------ DATA RECORDS

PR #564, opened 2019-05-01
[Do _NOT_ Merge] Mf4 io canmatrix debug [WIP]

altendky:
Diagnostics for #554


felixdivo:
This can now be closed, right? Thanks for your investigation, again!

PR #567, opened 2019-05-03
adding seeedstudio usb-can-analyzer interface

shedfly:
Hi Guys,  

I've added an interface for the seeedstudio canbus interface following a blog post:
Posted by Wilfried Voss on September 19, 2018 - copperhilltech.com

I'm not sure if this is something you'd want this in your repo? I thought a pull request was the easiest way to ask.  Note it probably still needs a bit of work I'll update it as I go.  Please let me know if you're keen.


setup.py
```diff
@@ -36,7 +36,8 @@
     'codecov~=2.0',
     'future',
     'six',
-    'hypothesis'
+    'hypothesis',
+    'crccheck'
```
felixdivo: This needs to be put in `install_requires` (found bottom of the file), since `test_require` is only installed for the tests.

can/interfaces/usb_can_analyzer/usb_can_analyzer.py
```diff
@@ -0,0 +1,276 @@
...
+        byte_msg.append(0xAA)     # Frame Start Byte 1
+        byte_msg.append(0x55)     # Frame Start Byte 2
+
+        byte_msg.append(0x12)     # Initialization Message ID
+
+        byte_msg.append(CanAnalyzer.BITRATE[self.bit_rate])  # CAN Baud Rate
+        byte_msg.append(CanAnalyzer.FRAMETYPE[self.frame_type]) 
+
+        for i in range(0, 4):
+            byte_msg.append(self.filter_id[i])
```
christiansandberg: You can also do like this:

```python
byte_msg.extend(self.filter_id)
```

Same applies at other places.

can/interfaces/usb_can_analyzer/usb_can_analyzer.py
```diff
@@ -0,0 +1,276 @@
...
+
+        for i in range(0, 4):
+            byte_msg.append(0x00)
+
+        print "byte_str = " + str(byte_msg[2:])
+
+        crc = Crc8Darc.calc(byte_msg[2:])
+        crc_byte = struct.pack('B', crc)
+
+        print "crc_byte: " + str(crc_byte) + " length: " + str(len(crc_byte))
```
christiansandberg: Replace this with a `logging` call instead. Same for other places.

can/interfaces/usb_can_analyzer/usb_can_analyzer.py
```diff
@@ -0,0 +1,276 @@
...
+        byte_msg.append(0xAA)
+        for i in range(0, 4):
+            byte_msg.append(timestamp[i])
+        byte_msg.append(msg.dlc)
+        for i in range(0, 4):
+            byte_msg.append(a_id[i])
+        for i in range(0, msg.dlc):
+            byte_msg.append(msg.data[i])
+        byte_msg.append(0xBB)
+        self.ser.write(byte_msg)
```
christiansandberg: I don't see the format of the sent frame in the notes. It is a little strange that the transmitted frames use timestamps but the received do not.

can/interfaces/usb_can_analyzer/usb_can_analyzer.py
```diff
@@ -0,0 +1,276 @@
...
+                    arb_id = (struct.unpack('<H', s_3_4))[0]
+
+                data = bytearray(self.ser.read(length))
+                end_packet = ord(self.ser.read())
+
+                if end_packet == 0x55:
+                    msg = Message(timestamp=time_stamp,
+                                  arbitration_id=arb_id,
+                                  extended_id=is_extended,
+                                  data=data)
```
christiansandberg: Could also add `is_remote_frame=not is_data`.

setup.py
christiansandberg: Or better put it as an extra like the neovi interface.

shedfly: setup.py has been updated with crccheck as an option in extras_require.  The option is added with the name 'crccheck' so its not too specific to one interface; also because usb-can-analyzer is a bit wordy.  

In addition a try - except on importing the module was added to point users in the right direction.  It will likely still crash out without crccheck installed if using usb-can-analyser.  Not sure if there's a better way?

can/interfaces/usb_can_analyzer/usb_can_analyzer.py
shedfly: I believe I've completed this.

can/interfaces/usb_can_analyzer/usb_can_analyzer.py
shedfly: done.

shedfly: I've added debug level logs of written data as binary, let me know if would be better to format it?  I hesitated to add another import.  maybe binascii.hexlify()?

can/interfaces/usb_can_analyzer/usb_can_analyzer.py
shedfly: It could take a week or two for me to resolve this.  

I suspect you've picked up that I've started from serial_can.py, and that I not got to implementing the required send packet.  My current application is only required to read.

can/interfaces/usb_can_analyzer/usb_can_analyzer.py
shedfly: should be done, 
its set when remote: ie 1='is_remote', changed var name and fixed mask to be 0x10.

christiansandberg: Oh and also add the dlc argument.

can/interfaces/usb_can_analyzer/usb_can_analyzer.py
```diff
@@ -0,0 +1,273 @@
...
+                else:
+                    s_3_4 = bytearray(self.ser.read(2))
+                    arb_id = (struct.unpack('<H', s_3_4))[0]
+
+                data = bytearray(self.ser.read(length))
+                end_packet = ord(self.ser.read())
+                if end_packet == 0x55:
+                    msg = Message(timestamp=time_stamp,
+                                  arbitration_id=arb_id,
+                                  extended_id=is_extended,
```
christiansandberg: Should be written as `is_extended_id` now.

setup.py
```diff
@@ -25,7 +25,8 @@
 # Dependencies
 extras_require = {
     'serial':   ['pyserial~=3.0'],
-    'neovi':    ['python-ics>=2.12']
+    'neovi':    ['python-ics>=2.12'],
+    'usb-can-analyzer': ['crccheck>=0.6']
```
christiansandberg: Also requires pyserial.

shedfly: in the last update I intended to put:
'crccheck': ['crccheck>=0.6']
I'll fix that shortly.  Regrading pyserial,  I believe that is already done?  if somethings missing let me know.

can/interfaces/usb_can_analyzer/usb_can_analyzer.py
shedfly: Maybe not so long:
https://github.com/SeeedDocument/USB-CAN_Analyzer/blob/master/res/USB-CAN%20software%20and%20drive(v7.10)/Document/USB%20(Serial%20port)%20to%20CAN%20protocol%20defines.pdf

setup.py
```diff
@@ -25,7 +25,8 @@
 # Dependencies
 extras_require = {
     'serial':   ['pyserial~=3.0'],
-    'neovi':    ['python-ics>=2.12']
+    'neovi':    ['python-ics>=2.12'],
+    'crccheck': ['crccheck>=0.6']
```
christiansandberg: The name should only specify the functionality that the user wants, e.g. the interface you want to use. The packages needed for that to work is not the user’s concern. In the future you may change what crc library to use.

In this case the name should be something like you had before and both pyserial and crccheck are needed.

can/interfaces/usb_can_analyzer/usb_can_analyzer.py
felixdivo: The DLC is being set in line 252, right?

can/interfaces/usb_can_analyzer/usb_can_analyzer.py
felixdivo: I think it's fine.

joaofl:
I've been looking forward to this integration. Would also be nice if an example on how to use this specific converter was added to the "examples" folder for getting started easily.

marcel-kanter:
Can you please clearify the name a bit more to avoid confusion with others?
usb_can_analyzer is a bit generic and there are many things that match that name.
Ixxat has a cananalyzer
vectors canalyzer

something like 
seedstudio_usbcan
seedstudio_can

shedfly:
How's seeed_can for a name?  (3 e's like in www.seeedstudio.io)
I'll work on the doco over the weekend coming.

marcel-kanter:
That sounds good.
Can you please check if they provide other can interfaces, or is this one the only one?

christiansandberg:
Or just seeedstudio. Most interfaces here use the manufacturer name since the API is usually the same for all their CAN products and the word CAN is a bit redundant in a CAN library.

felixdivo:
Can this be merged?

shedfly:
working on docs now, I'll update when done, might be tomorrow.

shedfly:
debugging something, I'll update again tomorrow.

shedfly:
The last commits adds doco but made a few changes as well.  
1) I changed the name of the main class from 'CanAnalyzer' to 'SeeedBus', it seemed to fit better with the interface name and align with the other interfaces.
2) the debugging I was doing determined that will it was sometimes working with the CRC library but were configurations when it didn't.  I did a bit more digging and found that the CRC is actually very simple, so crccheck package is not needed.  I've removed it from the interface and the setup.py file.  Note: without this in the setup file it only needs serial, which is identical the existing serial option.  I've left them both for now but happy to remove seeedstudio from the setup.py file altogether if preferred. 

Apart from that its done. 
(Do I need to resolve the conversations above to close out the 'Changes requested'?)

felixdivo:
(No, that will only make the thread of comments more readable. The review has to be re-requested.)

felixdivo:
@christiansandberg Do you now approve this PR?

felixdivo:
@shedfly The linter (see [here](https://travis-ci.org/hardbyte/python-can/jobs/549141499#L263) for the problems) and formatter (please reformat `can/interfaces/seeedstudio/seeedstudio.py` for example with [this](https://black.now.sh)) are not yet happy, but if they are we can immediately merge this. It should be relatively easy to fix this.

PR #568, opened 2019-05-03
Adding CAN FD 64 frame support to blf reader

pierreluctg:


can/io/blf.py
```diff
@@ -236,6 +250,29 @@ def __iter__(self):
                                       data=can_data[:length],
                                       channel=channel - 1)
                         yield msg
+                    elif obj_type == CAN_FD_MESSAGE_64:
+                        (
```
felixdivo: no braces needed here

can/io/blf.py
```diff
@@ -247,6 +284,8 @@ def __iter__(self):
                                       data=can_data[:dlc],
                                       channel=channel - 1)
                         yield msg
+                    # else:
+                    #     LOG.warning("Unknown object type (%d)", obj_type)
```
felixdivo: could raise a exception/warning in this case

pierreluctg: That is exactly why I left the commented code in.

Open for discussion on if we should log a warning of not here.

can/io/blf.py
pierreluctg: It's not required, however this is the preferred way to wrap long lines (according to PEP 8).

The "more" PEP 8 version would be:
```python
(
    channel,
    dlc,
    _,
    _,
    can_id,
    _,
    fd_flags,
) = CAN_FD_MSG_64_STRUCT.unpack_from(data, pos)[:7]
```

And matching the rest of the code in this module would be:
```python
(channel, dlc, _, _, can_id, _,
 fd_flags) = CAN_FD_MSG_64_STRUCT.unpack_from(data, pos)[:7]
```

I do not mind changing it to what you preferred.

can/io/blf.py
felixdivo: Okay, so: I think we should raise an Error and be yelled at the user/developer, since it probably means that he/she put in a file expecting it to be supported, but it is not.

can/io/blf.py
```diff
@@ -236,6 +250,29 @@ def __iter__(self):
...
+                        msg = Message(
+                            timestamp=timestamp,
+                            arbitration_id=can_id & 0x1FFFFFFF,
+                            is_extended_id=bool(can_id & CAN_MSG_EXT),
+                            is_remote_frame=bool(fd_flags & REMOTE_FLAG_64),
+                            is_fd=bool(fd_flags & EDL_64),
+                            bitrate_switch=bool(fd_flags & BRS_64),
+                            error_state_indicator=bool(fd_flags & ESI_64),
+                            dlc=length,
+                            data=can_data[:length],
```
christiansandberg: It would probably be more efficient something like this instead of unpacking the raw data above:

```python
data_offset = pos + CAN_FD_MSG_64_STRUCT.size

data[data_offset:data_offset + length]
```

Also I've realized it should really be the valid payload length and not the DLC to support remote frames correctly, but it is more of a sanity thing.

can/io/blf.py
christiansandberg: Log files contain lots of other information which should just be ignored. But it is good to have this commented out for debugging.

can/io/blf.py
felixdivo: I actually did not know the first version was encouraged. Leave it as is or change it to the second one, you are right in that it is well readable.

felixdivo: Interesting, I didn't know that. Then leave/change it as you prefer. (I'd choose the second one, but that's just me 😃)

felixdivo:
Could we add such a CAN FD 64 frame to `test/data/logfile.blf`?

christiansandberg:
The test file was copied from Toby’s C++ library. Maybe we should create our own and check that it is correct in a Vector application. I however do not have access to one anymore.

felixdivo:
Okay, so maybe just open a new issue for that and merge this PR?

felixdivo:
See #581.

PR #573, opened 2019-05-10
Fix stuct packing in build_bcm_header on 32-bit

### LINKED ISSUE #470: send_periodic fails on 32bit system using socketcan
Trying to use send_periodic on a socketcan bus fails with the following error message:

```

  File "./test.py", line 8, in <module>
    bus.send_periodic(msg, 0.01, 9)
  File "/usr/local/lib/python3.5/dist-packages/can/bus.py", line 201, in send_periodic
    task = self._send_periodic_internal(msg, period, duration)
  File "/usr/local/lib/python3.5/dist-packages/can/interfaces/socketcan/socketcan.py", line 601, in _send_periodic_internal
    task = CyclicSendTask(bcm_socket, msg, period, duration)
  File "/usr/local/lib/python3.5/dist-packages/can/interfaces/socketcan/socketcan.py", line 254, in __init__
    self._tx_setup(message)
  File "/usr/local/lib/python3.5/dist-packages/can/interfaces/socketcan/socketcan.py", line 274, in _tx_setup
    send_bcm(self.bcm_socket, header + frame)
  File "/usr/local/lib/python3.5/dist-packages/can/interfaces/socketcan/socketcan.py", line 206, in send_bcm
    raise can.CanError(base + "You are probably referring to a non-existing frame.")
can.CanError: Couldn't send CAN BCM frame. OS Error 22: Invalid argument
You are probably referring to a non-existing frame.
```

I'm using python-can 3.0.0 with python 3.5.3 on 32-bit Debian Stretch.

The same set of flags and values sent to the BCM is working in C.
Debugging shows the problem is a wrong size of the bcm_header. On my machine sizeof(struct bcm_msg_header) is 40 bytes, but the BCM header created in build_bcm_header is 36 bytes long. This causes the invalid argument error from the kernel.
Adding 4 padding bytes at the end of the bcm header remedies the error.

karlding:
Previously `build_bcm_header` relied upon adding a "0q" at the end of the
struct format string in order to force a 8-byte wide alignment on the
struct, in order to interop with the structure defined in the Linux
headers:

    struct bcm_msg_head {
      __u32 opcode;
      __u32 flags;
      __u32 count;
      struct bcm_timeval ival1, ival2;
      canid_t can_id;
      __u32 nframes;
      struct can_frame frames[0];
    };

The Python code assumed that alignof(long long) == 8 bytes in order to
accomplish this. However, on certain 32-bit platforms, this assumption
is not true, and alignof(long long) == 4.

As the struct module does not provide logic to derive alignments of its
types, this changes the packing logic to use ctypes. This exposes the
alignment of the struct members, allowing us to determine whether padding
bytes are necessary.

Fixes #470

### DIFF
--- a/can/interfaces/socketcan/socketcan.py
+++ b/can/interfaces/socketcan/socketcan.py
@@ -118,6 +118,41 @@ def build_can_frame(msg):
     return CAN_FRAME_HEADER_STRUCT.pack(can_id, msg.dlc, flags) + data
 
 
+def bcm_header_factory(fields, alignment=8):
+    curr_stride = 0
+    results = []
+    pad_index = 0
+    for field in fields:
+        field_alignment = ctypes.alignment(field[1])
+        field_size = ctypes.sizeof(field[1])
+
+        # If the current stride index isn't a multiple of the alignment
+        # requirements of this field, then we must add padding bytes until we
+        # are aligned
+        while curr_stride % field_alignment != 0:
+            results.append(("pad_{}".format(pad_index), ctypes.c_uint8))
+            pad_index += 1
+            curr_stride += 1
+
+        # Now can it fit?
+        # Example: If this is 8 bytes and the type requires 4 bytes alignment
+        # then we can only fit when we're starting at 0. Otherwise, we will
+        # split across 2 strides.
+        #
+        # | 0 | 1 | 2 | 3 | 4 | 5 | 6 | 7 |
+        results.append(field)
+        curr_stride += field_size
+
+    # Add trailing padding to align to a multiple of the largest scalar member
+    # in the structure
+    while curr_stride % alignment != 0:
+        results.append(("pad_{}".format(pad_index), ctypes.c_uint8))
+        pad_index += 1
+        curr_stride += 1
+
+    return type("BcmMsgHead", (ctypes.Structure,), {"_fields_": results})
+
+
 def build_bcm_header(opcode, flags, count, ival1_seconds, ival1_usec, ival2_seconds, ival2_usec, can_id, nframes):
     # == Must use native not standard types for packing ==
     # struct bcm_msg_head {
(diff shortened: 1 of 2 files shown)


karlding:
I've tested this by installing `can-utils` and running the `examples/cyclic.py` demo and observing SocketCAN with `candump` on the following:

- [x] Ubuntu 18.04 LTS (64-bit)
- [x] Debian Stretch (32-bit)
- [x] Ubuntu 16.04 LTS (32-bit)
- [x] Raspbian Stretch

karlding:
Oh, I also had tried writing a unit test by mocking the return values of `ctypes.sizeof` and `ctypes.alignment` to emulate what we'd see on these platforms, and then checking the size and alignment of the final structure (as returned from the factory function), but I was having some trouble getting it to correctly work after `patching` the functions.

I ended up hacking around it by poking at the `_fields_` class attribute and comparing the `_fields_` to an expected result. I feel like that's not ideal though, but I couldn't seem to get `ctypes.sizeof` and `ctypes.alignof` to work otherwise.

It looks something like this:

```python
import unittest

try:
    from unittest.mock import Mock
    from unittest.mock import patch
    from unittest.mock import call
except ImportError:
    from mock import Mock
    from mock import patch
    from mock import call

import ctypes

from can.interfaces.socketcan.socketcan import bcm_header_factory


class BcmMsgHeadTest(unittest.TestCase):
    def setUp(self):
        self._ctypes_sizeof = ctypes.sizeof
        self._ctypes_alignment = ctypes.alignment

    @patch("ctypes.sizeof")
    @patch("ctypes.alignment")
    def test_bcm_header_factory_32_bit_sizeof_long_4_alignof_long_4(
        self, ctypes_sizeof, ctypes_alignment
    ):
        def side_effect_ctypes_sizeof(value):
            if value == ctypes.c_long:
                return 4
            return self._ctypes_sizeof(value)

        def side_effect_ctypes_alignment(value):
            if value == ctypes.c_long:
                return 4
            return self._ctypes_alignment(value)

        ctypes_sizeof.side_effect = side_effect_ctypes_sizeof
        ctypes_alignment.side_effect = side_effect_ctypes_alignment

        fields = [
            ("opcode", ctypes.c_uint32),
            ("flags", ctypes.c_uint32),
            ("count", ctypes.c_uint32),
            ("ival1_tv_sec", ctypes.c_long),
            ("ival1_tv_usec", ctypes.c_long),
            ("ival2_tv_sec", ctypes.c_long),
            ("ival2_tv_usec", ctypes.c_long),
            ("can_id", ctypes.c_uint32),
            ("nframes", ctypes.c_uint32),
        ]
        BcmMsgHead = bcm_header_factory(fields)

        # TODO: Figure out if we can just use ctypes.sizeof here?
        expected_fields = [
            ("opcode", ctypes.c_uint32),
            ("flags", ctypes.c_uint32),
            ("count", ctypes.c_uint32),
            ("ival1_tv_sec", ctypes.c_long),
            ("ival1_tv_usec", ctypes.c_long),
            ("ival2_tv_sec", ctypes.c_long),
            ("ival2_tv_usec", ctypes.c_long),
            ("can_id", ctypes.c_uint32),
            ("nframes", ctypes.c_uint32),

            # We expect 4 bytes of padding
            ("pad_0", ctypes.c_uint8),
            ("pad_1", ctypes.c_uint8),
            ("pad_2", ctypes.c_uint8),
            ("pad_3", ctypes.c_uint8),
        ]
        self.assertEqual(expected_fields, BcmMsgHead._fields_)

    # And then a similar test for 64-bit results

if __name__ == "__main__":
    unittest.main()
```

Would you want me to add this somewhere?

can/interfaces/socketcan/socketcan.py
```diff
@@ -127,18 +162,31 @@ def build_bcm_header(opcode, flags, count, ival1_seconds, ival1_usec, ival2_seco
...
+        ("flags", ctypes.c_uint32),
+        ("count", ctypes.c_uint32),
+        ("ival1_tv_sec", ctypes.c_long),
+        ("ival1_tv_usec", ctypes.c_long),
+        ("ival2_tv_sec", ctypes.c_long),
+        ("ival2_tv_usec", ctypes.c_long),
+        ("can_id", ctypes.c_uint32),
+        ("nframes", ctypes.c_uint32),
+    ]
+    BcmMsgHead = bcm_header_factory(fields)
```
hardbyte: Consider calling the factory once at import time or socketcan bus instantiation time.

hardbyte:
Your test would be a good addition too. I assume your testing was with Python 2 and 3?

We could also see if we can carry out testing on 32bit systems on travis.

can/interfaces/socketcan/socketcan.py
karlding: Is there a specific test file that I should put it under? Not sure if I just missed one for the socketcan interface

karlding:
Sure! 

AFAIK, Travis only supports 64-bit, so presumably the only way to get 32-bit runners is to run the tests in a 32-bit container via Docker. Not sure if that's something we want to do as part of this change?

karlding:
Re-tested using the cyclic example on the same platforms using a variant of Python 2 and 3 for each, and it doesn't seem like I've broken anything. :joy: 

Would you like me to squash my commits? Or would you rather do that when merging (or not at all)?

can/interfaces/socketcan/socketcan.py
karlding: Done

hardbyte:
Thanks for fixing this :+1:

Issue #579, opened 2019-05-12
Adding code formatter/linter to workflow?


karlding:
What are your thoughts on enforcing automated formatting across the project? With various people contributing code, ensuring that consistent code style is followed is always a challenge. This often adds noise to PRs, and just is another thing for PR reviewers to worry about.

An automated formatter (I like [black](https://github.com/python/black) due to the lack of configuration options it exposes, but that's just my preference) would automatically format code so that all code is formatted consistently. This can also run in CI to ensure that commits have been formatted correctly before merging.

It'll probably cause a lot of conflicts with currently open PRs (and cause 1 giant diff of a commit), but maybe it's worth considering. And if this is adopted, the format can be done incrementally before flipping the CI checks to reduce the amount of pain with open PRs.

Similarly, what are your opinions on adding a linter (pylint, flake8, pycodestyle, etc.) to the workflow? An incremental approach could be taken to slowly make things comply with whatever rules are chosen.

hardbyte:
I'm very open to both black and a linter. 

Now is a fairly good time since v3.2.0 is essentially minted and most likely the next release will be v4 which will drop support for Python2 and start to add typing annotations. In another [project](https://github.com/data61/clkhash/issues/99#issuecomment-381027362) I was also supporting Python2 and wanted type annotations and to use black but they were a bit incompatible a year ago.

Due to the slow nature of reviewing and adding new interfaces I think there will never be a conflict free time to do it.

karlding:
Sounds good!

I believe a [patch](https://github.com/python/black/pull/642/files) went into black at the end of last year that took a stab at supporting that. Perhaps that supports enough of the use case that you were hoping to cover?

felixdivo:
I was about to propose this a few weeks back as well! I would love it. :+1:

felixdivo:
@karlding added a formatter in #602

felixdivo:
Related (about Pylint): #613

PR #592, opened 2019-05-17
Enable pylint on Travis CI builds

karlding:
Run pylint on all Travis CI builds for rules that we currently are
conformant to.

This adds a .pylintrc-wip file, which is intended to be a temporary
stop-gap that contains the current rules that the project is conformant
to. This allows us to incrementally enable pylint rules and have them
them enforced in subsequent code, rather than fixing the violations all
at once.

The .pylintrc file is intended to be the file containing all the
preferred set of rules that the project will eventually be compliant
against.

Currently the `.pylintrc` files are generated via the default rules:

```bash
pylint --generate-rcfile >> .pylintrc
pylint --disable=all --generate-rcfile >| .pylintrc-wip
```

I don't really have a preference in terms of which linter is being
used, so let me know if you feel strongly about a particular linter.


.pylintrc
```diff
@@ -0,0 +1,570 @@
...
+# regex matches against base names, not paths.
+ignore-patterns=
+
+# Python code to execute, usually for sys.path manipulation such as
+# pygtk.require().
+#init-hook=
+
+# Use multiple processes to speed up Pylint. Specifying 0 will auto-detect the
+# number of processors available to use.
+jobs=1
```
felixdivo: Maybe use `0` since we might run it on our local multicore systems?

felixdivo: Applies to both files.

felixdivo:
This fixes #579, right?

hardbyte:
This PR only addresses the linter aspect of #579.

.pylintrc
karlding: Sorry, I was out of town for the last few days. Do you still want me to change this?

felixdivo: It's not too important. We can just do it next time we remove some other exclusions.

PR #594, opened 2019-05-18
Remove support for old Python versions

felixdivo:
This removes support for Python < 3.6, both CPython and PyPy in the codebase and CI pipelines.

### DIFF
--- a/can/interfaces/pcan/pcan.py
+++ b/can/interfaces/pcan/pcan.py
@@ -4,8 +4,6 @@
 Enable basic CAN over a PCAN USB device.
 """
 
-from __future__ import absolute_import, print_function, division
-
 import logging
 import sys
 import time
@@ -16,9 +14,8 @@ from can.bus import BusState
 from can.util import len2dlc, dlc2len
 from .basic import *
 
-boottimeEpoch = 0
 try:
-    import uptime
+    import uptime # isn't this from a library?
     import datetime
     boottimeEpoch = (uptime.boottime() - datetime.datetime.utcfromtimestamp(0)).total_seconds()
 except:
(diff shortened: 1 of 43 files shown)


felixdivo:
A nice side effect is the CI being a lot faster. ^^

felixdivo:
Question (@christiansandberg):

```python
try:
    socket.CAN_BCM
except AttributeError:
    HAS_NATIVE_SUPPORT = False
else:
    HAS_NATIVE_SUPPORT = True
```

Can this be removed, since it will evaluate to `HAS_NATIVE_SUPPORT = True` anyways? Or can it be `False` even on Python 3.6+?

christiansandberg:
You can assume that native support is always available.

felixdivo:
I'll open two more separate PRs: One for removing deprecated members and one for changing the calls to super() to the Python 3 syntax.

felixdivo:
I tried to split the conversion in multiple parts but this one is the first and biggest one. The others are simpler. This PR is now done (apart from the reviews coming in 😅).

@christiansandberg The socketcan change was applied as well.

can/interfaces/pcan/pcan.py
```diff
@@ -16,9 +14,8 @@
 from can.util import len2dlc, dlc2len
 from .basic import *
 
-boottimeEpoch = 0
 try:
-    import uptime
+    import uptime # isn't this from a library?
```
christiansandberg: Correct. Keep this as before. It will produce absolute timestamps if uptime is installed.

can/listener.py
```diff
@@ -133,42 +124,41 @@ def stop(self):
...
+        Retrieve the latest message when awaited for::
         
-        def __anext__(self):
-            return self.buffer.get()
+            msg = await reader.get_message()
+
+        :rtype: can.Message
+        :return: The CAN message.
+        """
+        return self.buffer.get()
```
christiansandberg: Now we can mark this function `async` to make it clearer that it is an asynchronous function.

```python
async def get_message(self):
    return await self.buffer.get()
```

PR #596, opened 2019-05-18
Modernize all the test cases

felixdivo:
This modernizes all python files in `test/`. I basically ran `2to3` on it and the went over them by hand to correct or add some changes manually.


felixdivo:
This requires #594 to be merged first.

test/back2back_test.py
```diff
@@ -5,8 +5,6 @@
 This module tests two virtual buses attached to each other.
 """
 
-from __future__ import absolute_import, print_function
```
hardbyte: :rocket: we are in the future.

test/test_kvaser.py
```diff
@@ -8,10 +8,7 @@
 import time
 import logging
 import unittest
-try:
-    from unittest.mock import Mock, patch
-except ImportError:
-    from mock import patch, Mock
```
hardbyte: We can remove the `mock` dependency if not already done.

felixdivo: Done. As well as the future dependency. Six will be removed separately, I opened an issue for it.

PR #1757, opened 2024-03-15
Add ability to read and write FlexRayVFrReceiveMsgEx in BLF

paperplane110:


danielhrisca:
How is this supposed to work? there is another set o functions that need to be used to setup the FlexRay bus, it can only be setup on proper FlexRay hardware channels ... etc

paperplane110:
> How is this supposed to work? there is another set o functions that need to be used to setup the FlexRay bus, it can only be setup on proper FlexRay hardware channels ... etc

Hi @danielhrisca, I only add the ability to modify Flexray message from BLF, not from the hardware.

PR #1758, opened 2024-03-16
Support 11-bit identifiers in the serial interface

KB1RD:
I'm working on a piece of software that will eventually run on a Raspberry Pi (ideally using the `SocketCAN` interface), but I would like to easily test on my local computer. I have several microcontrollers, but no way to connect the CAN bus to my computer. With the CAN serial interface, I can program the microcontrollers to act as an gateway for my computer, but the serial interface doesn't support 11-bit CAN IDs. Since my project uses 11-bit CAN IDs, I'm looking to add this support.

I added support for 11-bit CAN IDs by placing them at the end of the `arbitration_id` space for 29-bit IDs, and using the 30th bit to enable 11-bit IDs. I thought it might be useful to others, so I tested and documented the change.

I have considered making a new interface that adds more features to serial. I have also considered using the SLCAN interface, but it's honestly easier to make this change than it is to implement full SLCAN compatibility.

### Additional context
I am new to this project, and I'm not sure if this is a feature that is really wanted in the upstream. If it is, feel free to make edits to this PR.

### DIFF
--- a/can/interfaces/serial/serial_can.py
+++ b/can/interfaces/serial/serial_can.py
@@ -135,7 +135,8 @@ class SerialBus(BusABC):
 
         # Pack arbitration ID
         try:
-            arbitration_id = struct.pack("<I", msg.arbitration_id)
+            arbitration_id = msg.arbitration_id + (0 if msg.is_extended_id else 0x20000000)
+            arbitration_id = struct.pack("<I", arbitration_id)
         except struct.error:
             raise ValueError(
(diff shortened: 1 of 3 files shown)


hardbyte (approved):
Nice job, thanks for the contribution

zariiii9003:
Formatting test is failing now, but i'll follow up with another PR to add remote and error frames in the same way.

------------

TASK PROMPT —
What belongs in the answer is each line of the data that has the word "very".

EXERCISE ANSWER —
2) the debugging I was doing determined that will it was sometimes working with the CRC library but were configurations when it didn't.  I did a bit more digging and found that the CRC is actually very simple, so crccheck package is not needed.  I've removed it from the interface and the setup.py file.  Note: without this in the setup file it only needs serial, which is identical the existing serial option.  I've left them both for now but happy to remove seeedstudio from the setup.py file altogether if preferred. 
I'm very open to both black and a linter. 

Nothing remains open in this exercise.